Studio album by Tom Jones
- Released: November 1968
- Length: 43:27
- Label: Decca
- Producer: Peter Sullivan

Tom Jones chronology
| Delilah (1968) | Help Yourself (1968) | This Is Tom Jones (1969) |

Singles from Help Yourself
- "Help Yourself" Released: 23 July 1968;

= Help Yourself (Tom Jones album) =

Help Yourself is the twelfth studio album by Welsh singer Tom Jones, released in November 1968 on Decca Records. The album included the title track, which reached number 5 in the UK. The track topped the charts in Ireland, Germany, and spent three weeks at number on the Australian chart.
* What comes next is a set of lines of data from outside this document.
PR #39176, opened 2026-07-27
Feat #6231 - automatic discovery of models from providers

### LINKED ISSUE #6231: Auto-discover models from OpenAI-compatible provider endpoints

jakubsuchy:
### Issue for this PR

Closes #6231

### Type of change

- [ ] Bug fix
- [x] New feature
- [x] Documentation

### What does this PR do?

Fixes issue #6231 to provide a generic way that providers can pull /v1/models, and therefore automatically update their model list at any time. 

Updates documentation with information how providers can use this functionality

Testing + Automated testing

### Screenshots / recordings

none

### Checklist


Hotragn:
I implemented this same feature independently before I found your PR — yours is further along (docs, config schema, SDK types), so I'm standing down and would rather help this one land. Four things from digging through the earlier attempt in #8359 that I think are the actual blockers worth pre-empting:

1. **The new config options.** @rekram1-node's notes there start with "ideally no extra config option" ([comment](https://github.com/anomalyco/opencode/pull/8359#issuecomment-3747840409)), and that author dropped theirs in response — "1. No extra config option" ([comment](https://github.com/anomalyco/opencode/pull/8359#issuecomment-3752576435)). This PR adds `enable_model_discovery` and `disable_model_discovery`, so it will probably hit the same objection. Your code comment has a fair rationale (it's an outbound request to a user-supplied URL) — might be worth making that argument up front, or keying off "provider is config-declared/authed" rather than a new flag.

2. **Union vs. filter.** The same note asks discovery to *remove* models too: if models.dev lists N and the endpoint returns N-2, the missing 2 should be dropped as unsupported. Right now discovery only adds ids that aren't already known, so stale models.dev entries stick around. (My version had this same gap.)

3. **Timeout.** `AbortSignal.timeout(5_000)` vs. the "1-3 sec tops" ask in that review. This runs on the provider-load path, so an unreachable endpoint adds the full delay to startup.

4. Minor: discovered models that models.dev doesn't know get `limit.context: 0` / `limit.output: 0` via `buildConfigModel(..., {}, ...)`. That's fine for config-declared models where the user omitted limits, but with discovery it becomes the common case — probably worth confirming nothing downstream (compaction/context math) depends on a real context limit.

Reusing `buildConfigModel` for discovered models is nicer than what I did (I hand-rolled a minimal `Model`) — this way anything models.dev already knows keeps its real metadata and variants.

ckuethe:
it's still relevant because people have been asking for this for months or years

Szwendacz99:
have anyone checked if this is available/working in opencode2/beta ? I even cannot tell/find where is source code of the beta
https://opencode.ai/v2/docs

PR #39242, opened 2026-07-28
fix(tui): hide background hint when all work is already backgrounded

### LINKED ISSUE #36940: tui: background hint appears when child work is already backgrounded

aakankshaduggal:
### Issue for this PR

Fixes #36940

### Type of change

- [x] Bug fix
- [ ] New feature
- [ ] Documentation

### What does this PR do?

The ctrl+b background hint checked `state.metadata.background` but metadata is set asynchronously via `ctx.metadata()`. There's a window where metadata is undefined even for tasks launched with `background: true`. This adds a check on `state.input.background` which is available immediately from the tool call parameters.

Extracts `isForegroundRunningTask` to deduplicate the filter in `foregroundTasks` memo and the inline `<Show>` condition.

- `bun test --cwd packages/tui` — 197 pass, 1 skip, 0 fail
- `bun run --cwd packages/tui typecheck` — clean
- `bun turbo typecheck` — 30/30 packages pass (ran via pre-push hook)
- Added 6 targeted tests covering: foreground task, background via input, background via metadata, both set, non-task tools, completed task

### Checklist

### DIFF
--- a/packages/tui/src/routes/session/index.tsx
+++ b/packages/tui/src/routes/session/index.tsx
@@ -214,13 +214,7 @@ export function Session() {
   const foregroundTasks = createMemo(() =>
     sync.data.capabilities.experimentalBackgroundSubagents
       ? messages().flatMap((message) =>
-          (sync.data.part[message.id] ?? []).filter(
-            (part): part is ToolPart =>
-              part.type === "tool" &&
-              part.tool === "task" &&
-              part.state.status === "running" &&
-              part.state.metadata?.background !== true,
-          ),
+          (sync.data.part[message.id] ?? []).filter(isForegroundRunningTask),
         )
       : [],
   )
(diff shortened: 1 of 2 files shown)


aakankshaduggal:
Note: PR #37088 addresses the same issue on the `v2` branch. This PR targets `dev` (the default branch), which has different TUI code — `dev` uses an inline `<Show>` condition in `AssistantMessage` and a `foregroundTasks` memo, while `v2` has a separate `BackgroundToolHint` component with `toolDisplay()` checks. The two PRs don't overlap.

PR #39268, opened 2026-07-28
feat(protocol): add browser contracts

Hona:
### What does this PR do?

Defines the small browser wire contract: semantic commands/results, one Session per control WebSocket, and a raw-binary TCP tunnel handshake. Protocol owns typed paths, subprotocols, codecs, and header-only auth annotations. Browser WebSockets are excluded from generated HTTP/OpenAPI clients.

### Verification

Schema, Protocol, Server, and CLI typechecks pass independently at this stack layer.

### Checklist

- [x] Tested locally
- [x] No unrelated changes


Hona:
Superseded by the simplified Core/Server PR #39270. Contracts, authority, tools, and transport are now reviewed as one vertical module.

PR #39271, opened 2026-07-28
feat(client): add browser host SDK

Hona:
### What does this PR do?

Adds the public Node browser SDK with one lifecycle: `client.browser.register({ sessionID, open })`, then `registration.attach({ driver })`. A lightweight registration stays connected while the pane is closed; attachment creates the authenticated loopback HTTP proxy and remote TCP tunnel.

### Verification

Client and Server typechecks pass independently at this layer. Focused tests cover register, open, attach, command response, detach, and close. A real Node bundle tunneled through `cloud.hona.dev` to VPS loopback.

### Checklist

- [x] Tested locally and remotely
- [x] No unrelated changes


Hona:
Superseded by the simplified Node SDK/Chromium PR #39277. Registration, proxy, tunnel, and Chromium semantics now form one public client module.

PR #39270, opened 2026-07-28
feat(browser): add experimental desktop browser

Hona:
### Issue for this PR

Related #44431. Consolidates #39277 and #39278.

### Type of change

- [ ] Bug fix
- [x] New feature
- [x] Refactor / code improvement
- [ ] Documentation

### What does this PR do?

Adds an on-demand, opt-out Desktop browser and public Node host SDK. Browser control and authenticated remote TCP tunneling use `/api/experimental/browser/control` and `/api/experimental/browser/tunnel`. Existing session hooks control tool visibility; explicit browser approvals, isolated Electron permissions, typed Desktop RPC, and lazy Chromium attachment keep ownership and lifecycle contained.

### How did you verify your code works?

- Core: 2,262 tests passed; App: 523 unit and 43 browser tests passed.
- Client: 88 tests passed excluding one existing unrelated Promise-client expectation; built Node package smoke passed.
- Schema, Protocol, Core, Server, Client, App, Desktop, SDK, simulation, CLI, and TUI typechecks passed.
- Real authenticated Node host connected to a local V2 server and tunneled HTTP to remote loopback; production App/Desktop builds, Workerd boot, and generated outputs passed.

### Screenshots / recordings

Browser pane includes localized navigation controls, address input, loading/error states, and native rounded corners.

### Checklist

- [x] I have tested my changes locally
- [x] I have not included unrelated changes in this PR

PR #39278, opened 2026-07-28
feat(desktop): add on-demand browser pane

Hona:
### What does this PR do?

Adds the complete Desktop/App consumer:

- lightweight Session registration while the pane is closed
- `browser_open` event reveals the owning Session pane
- Chromium attaches only while the pane is visible
- isolated Electron WebContentsView and proxy-only networking
- typed IPC, origin policy, bounds, and destroyed-window cleanup
- minimal App native surface integration

There is no hidden Chromium, persisted browser layout, experimental setting, manual toggle, browser toolbar, cross-window ownership protocol, retained context, or crash reattachment loop.

### Verification

Desktop and App typechecks pass. All 69 Desktop tests pass, including the observed destroyed-window cleanup regression. Production Desktop build succeeds. The real Desktop registers a remote Session without creating a Chromium target.

### Checklist

- [x] Tested locally
- [x] No unrelated changes

### DIFF
--- a/packages/app/e2e/regression/session-request-docks.spec.ts
+++ b/packages/app/e2e/regression/session-request-docks.spec.ts
@@ -94,7 +94,7 @@ test("shows a pending permission dock", async ({ page }) => {
   await expect(permission).toBeVisible()
   await expect(permission.getByText("git status")).toBeVisible()
   await expect(permission.getByText("git diff")).toBeVisible()
-  await expect(permission.locator('[data-slot="permission-footer-actions"] button')).toHaveCount(3)
+  await expect(permission.locator('[data-slot="permission-footer-actions"] button')).toHaveCount(2)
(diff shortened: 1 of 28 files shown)


Hona:
End-to-end verification on the simplified stack:

- authenticated OpenAI ChatGPT subscription on the isolated VPS
- GPT-5.5 low received only `browser_open` while detached
- `browser_open` visibly mounted the Desktop Chromium pane
- the next model step received `browser_navigate` and `browser_snapshot`
- Desktop navigated through the authenticated local proxy and simplified remote tunnel to `http://127.0.0.1:18080` on the VPS
- semantic snapshot returned heading `VPS tunnel reached honacloud loopback`

No Chromium CDP target existed before `browser_open`; one appeared after attachment.

Hona:
Consolidated into #39270, which now contains the complete experimental browser feature and targets v2 directly.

Help Yourself peaked at number 4 in the UK and number 5 on the Billboard 200 in 1969.

Professional ratings
Review scores
| Source | Rating |
| AllMusic | Star |

==Reception==
Stephen Thomas Erlewine of AllMusic writes, "The infectious title track was a Top 40 hit and it helped make Help Yourself Tom Jones' first Top Ten album, but the record was weighed down by lackluster material, making the album his weakest set since A-tom-ic Jones."

==Track listing==
Side one
1. "Help Yourself" (Carlo Donida, Jack Fishman) – 2:53
2. "I Can't Break The News to Myself" (Jimmy Williams, Larry Harrison) – 2:31
3. "The Bed" (Dick Heard, Eddie Rabbitt) – 2:46
4. "Set Me Free" (Curly Putman) – 3:15
5. "I Get Carried Away" (Annette Tucker, Keith Colley, Nancy Mantz) – 3:02
6. "Laura" (Leon Ashley, Margie Singleton) – 3:38
7. "Elusive Dreams" (Curly Putnam) – 3:46

Side two
1. - "The House Song" (Noel Paul Stookey, Robert H. Bannard) – 3:38
2. "So Afraid" (Jerry Chesnut) – 3:23
3. "If I Promise" (Jerry Reed) – 2:15
4. "If You Go Away" (Jacques Brel, Rod McKuen) – 4:03
5. "My Girl Maria" (James Luck, John Szego) – 3:25
6. "All I Can Say is Goodbye" (Marty Wilde, Ronnie Scott) – 3:11

==Personnel==
- Charles Blackwell, Johnny Harris, Ken Woodman, Mike Vickers – musical direction
- Bill Price – engineer
- Grace Waring – photography

==Charts==

| Chart (1968–1969) | Peak position |
|---|---|
| Norwegian Albums (VG-lista) | 1 |
| UK Albums (Official Charts) | 4 |
| US Billboard 200 | 5 |

==Certifications==

| Region | Certification | Certified units/sales |
| United States (RIAA) | Gold | 500,000^{^} |
^{^} Shipments figures based on certification alone.